Use the OWW wiki for documentation. You could either include it in your notebook or create a new protocol page under the DahlquistLab site. See one of the other protocols for how to format. http://www.openwetware.org/wiki/Dahlquist:Protocols

kdahlquist commented 7 years ago
bklein7 commented 7 years ago

An updated version of the weights analysis spreadsheet was uploaded to the Dahlquist Lab repository: https://github.com/kdahlquist/DahlquistLab/blob/master/data/Spring2017/15-gene_networks_analysis/Regulatory-Relationships_Six-Networks_BK20170313.xlsx.

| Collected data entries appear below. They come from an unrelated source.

PR #1157, opened 2015-09-17
Fix inverse prefix for predefined properties, refs #1096

### LINKED ISSUE #1096: Concept misinterpreting query statement
I may have stumbled on a bug with the use of 'concepts' (MW 1.24.2 + SMW 2.1.3). Today I created a concept containing the following query statement:

   `[[-Subject::<q>[[-Has subobject::Subject:Subject headings]]</q>]]`

or similarly,

   `[[-Subject.-Has subobject::Subject:Subject headings]]`

While an ask query produces results as expected, the concept comes up empty. The problem appears to be that whichever of the two queries above is used, it is internally understood as:

   `[[-Subject.Has subobject::Subject:Subject headings]]`

as is shown by the concept page. Note the absence of a inverse symbol before "Has subobject".

mwjames:
Fixes #1096

### DIFF
--- a/includes/dataitems/SMW_DI_Property.php
+++ b/includes/dataitems/SMW_DI_Property.php
@@ -185,7 +185,7 @@ class DIProperty extends SMWDataItem {
 			return $prefix . str_replace( '_', ' ', $this->m_key );
 		}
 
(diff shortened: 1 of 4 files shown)


mwjames:
http://sandbox.semantic-mediawiki.org/wiki/Issue/1157

PR #1158, opened 2015-09-17
Simple _geo support in SPARQLStore

mwjames:
This uses a simple aux property to replicate the `_geo` sortkey in order
to support geo queries in SPARQLStore:

```
{{#ask: [[Has coordinates::52°31'N, 13°24'E]]
 |?Has coordinates
}}
```
```
PREFIX wiki: <http://example.org/id/>
PREFIX rdf: <http://www.w3.org/1999/02/22-rdf-syntax-ns#>
PREFIX rdfs: <http://www.w3.org/2000/01/rdf-schema#>
PREFIX owl: <http://www.w3.org/2002/07/owl#>
PREFIX swivt: <http://semantic-mediawiki.org/swivt/1.0#>
PREFIX property: <http://example.org/id/Property-3A>
PREFIX xsd: <http://www.w3.org/2001/XMLSchema#>
SELECT DISTINCT ?result WHERE {
?result property:Has_coordinates-23aux "52.516666666667,13.4" .

}
ORDER BY ASC(?resultsk)
OFFSET 0
LIMIT 51
```

A http://www.w3.org/wiki/GeoInfo, http://www.w3.org/2003/01/geo/ encoding
is not part of this PR.

### DIFF
--- a/includes/dataitems/SMW_DI_GeoCoord.php
+++ b/includes/dataitems/SMW_DI_GeoCoord.php
@@ -108,8 +108,7 @@ class SMWDIGeoCoord extends SMWDataItem {
 	 * @see SMWDataItem::getSortKey()
 	 */
 	public function getSortKey() {
-		// Maybe also add longitude here? Or is there a more meaningfull value we can return?
-		return $this->latitude;
+		return $this->latitude . ',' . $this->longitude . ( $this->altitude !== null ? ','. $this->altitude : '' );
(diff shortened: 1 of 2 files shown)


mwjames:
Final piece (I hope) to achieve parity between `SPARQLStore` and `SQLStore`.

JeroenDeDauw:
\o/

PR #1159, opened 2015-09-17
Limit property aux use in Exporter

mwjames:
The use of auxiliary properties during the RDF export is now limited to
properties that really require a helper value other such as
(Has subobject etc.) will now use the standard property declaration.

This PR brings the SPARQL query closer to its #ask query.
```
{{#ask: [[Has subobject.Has page::abc]]
 |format=table
}}

```
```
...
?result property:Has_subobject ?v1 .
{ ?v1 property:Has_page wiki:Abc .
}
...
```

Prior to this PR one would have to know assigned aux declaration.
```
...
?result property:Has_subobject-23aux ?v1 .
{ ?v1 property:Has_page wiki:Abc .
}
...
```
To retain backwards compatibility (= not running `rebuildData.php`),
`$GLOBALS['smwgExportBCAuxiliaryUse'] = true;` should be set.

### DIFF
--- a/SemanticMediaWiki.settings.php
+++ b/SemanticMediaWiki.settings.php
@@ -906,3 +906,22 @@ $GLOBALS['smwgEnabledQueryDependencyLinksStore'] = false;
 ##
 $GLOBALS['smwgPropertyDependencyDetectionBlacklist'] = array( '_MDAT', '_SOBJ' );
 ##
+
+###
+# The setting is introduced the keep backwards compatibility with existing Rdf/Turtle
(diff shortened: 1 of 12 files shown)


mwjames:
@kghbln For SPARQL repository users that don't want to run a  `rebuildData.php`, `$GLOBALS['smwgExportBCAuxiliaryUse'] = true;` should be set. This BC setting is planned to vanish with 3.x.

mwjames:
Finally getting this resolved (had this in an old 2.0 branch) but it was a rebase nightmare.

Issue #1748, opened 2016-08-01
SMW disables itself when Cargo is installed


JeroenDeDauw:
This behaviour is present since SMW 2.4 and was intentionally added. My view is that this is an anti-feature that is not in the interest of most users and should be removed.

See also these threads on the mailing list:

* [Semantic MediaWiki and Cargo/WikiBase](https://sourceforge.net/p/semediawiki/mailman/semediawiki-user/thread/1466658604630-5064994.post%40n6.nabble.com/#msg35177423)
* [all smw functionality missing after upgrade to SNPedia.com](https://sourceforge.net/p/semediawiki/mailman/semediawiki-user/thread/CAGdMhTa8v-n-GBMkSq5iCU%2BaX5Go2r%2B%3D_1bLAmK%2BtBjMT%2BGmHg%40mail.gmail.com/#msg35253456)

JeroenDeDauw:
If you are running into this, untill it is fixed, you can get around it by setting this in your LocalSettings.php:

```php
$GLOBALS['smwgEnabledCompatibilityMode'] = true;
```

mwjames:
All I have to say in this topic, I did so with [0].

If a users wishes to run the software then s(he) has to make the appropriate settings __BUT__ it will no longer be expected to work specified or tested (which nullifies any possible volunteer support time).

[0] http://wikimedia.7.x6.nabble.com/Semantic-MediaWiki-and-Cargo-WikiBase-tp5064994p5065021.html

ckoerner:
@mwjames, I understand your frustration and appreciate all the time you have dedicated to this project. There have been a few long-time SMW folks getting bitten by this change. Not replying to the questions posed by others in the mailing list and repudiating further discussion doesn't seem like the right approach. Please reconsider.

Again, i know this bugs you, but may I make a suggestion? A compromise of sorts? Perhaps instead of silently disabling SMW we should instead give the user a notification of some sort. Something that can't be missed and could alert the user to concerns over compatibility.

This address, in part, your concerns of "Hey, don't bug me when things break with XYZ Extension!" and lets folks know what's going on rather than spending their time digging around trying to figure out what is 'broken'.

PR #1749, opened 2016-08-01
Drop silent disabling of SMW when Cargo or WB are installed

JeroenDeDauw:
Fixes https://github.com/SemanticMediaWiki/SemanticMediaWiki/issues/1748

### DIFF
--- a/DefaultSettings.php
+++ b/DefaultSettings.php
@@ -38,15 +38,6 @@ $GLOBALS['smwgSemanticsEnabled'] = false;
 ##
 
 ###
-# CompatibilityMode is to force SMW to work with other extensions that may impact
-# performance in an unanticipated way or may contain potential incompatibilities.
-#
-# @since 2.4
-##
-$GLOBALS['smwgEnabledCompatibilityMode'] = false;
-##
-
-###
 # Use another storage backend for Semantic MediaWiki. The default is suitable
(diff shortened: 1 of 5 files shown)


mwjames:
Do you think I will +1 this? I have given my reason on this topic on mailing list as to why this was introduced.

PS: Forcing me to comment right after my vacation, isn't really appreciated.

JeroenDeDauw:
> Do you think I will +1 this? I have given my reason on this topic on mailing list as to why this was introduced.

You have indeed outlined your reasoning. Thanks for that. Since I outlined my reasoning afterwards, and neither of us have changed position, it is not reasonable to expect that discussion involving the same argumentation will be constructive.

If we accept that there is strong disagreement about having this functionality between main stakeholders, then I hope we can agree it's not a path we want to go down and retain the state without the controversial change. If I want to make a change that I think is real cool, with which you disagree strongly, then I'll certainly respect that.

While I'm not expecting anything in particular, I definitely hope you agree with doing this revert, even if you disagree the feature itself is a bad idea.

-- 

> PS: Forcing me to comment right after my vacation, isn't really appreciated. 

I am not forcing you to do anything. If you feel compelled to discuss this further, that is your own compulsion. While it might not be your intention to do so, I do not appreciate being accused like this.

This version automates normalization of input edge weights to the singular maximum weight value (all networks) in the "Normalized Values" tab. This data is then used to generate a heat map akin to the one presented at the 2017 LMU Research Symposium, which can be viewed in the "Heat Map" tab.

bklein7 commented 7 years ago

The protocol for creating histograms and cumulative plots in SPSS to show the distribution of weighted regulatory weights in a network has been written: http://www.openwetware.org/wiki/Generating_Distribution_Charts_and_Cumulative_Plots_for_GRNmap_Weight_Values_in_SPSS. The link to this protocol has also been added to the 15-gene_networks_analysis folder's ReadMe file on the Dahlquist Lab repository: https://github.com/kdahlquist/DahlquistLab/tree/master/data/Spring2017/15-gene_networks_analysis.

kdahlquist commented 6 years ago

This looks like it has been completed to the state required at the end of last semester. We are going to end up re-doing some analyses with model runs on cleaned up GRNmap code. We can refer back here as needed when we need to run the analyses again.